Embeddings and scoring mask.

Return type:

BiEncoderEmbedding

classmethod from_pretrained(model_name_or_path: str | Path, *args, **kwargs) Self[source]
Loads a pretrained model and handles mapping the MLM head weights to the projection head weights. Wraps

the transformers.PreTrainedModel.from_pretrained method to return a derived LightningIRModel. See LightningIRModelClassFactory for more details.

>>> # Loading using model class and backbone checkpoint
>>> type(CrossEncoderModel.from_pretrained("bert-base-uncased"))
<class 'lightning_ir.base.class_factory.CrossEncoderBertModel'>
>>> # Loading using base class and backbone checkpoint
>>> type(LightningIRModel.from_pretrained("bert-base-uncased", config=CrossEncoderConfig()))
<class 'lightning_ir.base.class_factory.CrossEncoderBertModel'>
Args:

model_name_or_path (str | Path): Name or path of the pretrained model.

Returns:

Self: A derived LightningIRModel consisting of a backbone model and a LightningIRModel mixin.

Raises:

ValueError: If called on the abstract class SpladeModel and no config is passed.

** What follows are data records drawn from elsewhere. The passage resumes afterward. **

PR #1961, opened 2025-10-07
feat: add shadowlink dataplane API support

c-julin:
## Summary

Add shadowlink dataplane API support and resolve proto namespace conflicts with BSR packages.

## Changes

- Add shadowlink service to admin API client
- Import shadowlink proto types from redpanda/core
- Split shadowlink APIs into console and dataplane packages
- Configure buf to use BSR import paths for redpandadata/core module
- Create separate buf.gen.remote.yaml for remote dependency generation
- Resolve proto namespace conflicts preventing duplicate proto registration

## Technical Details

The changes fix a runtime proto registration conflict where `redpanda/pbgen/options.proto` was being registered twice:
- Once from BSR module: `buf.build/gen/go/redpandadata/core/protocolbuffers/go`
- Once from local generation: `github.com/redpanda-data/console/backend/pkg/protogen`

Solution: Configure buf's managed mode to use BSR package paths for `redpandadata/core` imports, and generate remote dependencies to a separate `protogen-remote` directory.


buf.yaml
```diff
@@ -9,6 +9,7 @@ deps:
   - buf.build/googleapis/googleapis
   - buf.build/grpc-ecosystem/grpc-gateway:v2.24.0
   - buf.build/redpandadata/common
+  - buf.build/redpandadata/core
```
c-julin, line 12: Had to do buf dep update which has updated protovalidate which has gone into v1, the linter is claiming its a breaking change but i dont think it should be breaking as its just a validation rule. we can fix it on an old version but seems like a good thing to do to move it to v1.0.0

backend/pkg/factory/redpanda/redpanda.go
```diff
@@ -165,4 +167,14 @@ type AdminAPIClient interface {
...
+
+	// ShadowLinkService returns a client for the ShadowLinkService of the Admin API V2.
+	// This provides access to shadow link operations:
+	//   - CreateShadowLink: Creates a new shadow link
+	//   - DeleteShadowLink: Deletes an existing shadow link
+	//   - GetShadowLink: Retrieves details of a specific shadow link
+	//   - ListShadowLinks: Lists all shadow links
+	//   - UpdateShadowLink: Updates an existing shadow link
+	//   - FailOver: Fails over a shadow link or single shadow topic
+	ShadowLinkService(opts ...connect.ClientOption) adminv2connect.ShadowLinkServiceClient
```
c-julin, line 179: This implementation i might change, if anyone has any ideas/opinions happy to hear it out

proto/redpanda/api/console/v1alpha1/shadowlink.proto
```diff
@@ -0,0 +1,137 @@
...
+      }
+    };
+    option (redpanda.api.auth.v1.authorization) = {
+      required_permission: PERMISSION_EDIT
+      api: API_REDPANDA_ADMIN
+    };
+  }
+
+  rpc GetShadowLink(core.admin.v2.GetShadowLinkRequest) returns (GetShadowLinkResponse) {
+    option (google.api.http) = {get: "/v1alpha1/shadowlink/{name}"};
```
malinskibeniamin, line 57: why not id?

proto/redpanda/api/console/v1alpha1/shadowlink.proto
malinskibeniamin, line 1: will we need GetShadowLinkByCluster (or vice versa) to track the original cluster/fallback?

proto/redpanda/api/console/v1alpha1/shadowlink.proto
c-julin: rp admin api gets by shadowlink name there is a seperate shadowlink id which we cant get by yet

proto/redpanda/api/console/v1alpha1/shadowlink.proto
c-julin: I think this is something we'll need to add once multiple shadowlinks will be supported, as of now its just the one shadowlink so GetByCluster would return the same. 
From the source cluster we cant retrieve shadowlinked clusters, all operations are from the destination cluster

proto/redpanda/api/dataplane/v1alpha3/shadowlink.proto
```diff
@@ -0,0 +1,41 @@
+syntax = "proto3";
+
+package redpanda.api.dataplane.v1alpha3;
+
+import "google/api/annotations.proto";
+import "protoc-gen-openapiv2/options/annotations.proto";
+import "redpanda/api/auth/v1/authorization.proto";
+import "redpanda/core/admin/v2/shadow_link.proto";
+
+message FailOverResponse {}
```
malinskibeniamin, line 10: Intentionally left empty?

proto/redpanda/api/console/v1alpha1/shadowlink.proto
```diff
@@ -0,0 +1,137 @@
...
+
+message GetShadowLinkResponse {
+  core.admin.v2.ShadowLink shadow_link = 1;
+}
+
+message ListShadowLinksResponse {
+  repeated core.admin.v2.ShadowLink shadow_links = 1;
+}
+
+message UpdateShadowLinkResponse {}
```
malinskibeniamin, line 22: shouldn't we return the updated shadow link here?

proto/redpanda/api/dataplane/v1alpha3/shadowlink.proto
c-julin: It is, as current response from core is to return back the full shadowlink configuration, the failover operation happens eventually and only way of getting status is by getting shadowlink

proto/redpanda/api/console/v1alpha1/shadowlink.proto
c-julin: same as failover to get latest status it would be better to get shadowlink, in my enhanced endpoitn where i simplify what a shadowlink i will return the shadowlink with the high level state instead of the full configuration and status

proto/redpanda/api/console/v1alpha1/shadowlink.proto
```diff
@@ -0,0 +1,137 @@
...
+  core.admin.v2.ShadowLink shadow_link = 1;
+}
+
+message GetShadowLinkResponse {
+  core.admin.v2.ShadowLink shadow_link = 1;
+}
+
+message ListShadowLinksResponse {
+  repeated core.admin.v2.ShadowLink shadow_links = 1;
+}
```
malinskibeniamin, line 20: Shouldn't this be paginated, or are we leaving it as there will only be 1-1 mapping?

malinskibeniamin (approved):
https://github.com/redpanda-data/console/pull/1961/files#r2444777849 1 comment

proto/redpanda/api/console/v1alpha1/shadowlink.proto
c-julin: leaving it for now in the mvp guise as its 1-1 but will add it in, in my enhanced version of the api

proto/redpanda/api/console/v1alpha1/shadowlink.proto
```diff
@@ -0,0 +1,137 @@
...
+        value: {
+          description: "Shadow link created"
+          schema: {
+            json_schema: {ref: ".redpanda.api.console.v1alpha1.CreateShadowLinkResponse"}
+          }
+        }
+      }
+    };
+    option (redpanda.api.auth.v1.authorization) = {
+      required_permission: PERMISSION_EDIT
```
weeco, line 51: @c-julin Possibly this should be an admin operation given the existing scheme of permissions

c-julin: Updating it on my new branch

get_output_embeddings() Module | None[source]

Returns the output embeddings of the model for tieing the input and output embeddings. Returns None if no MLM head is used for projection.

Returns:

Output embeddings of the model.

Return type:

torch.nn.Module | None

set_output_embeddings(new_embeddings: Module) None[source]

Sets the model’s output embedding, defaulting to setting new_embeddings to lm_head.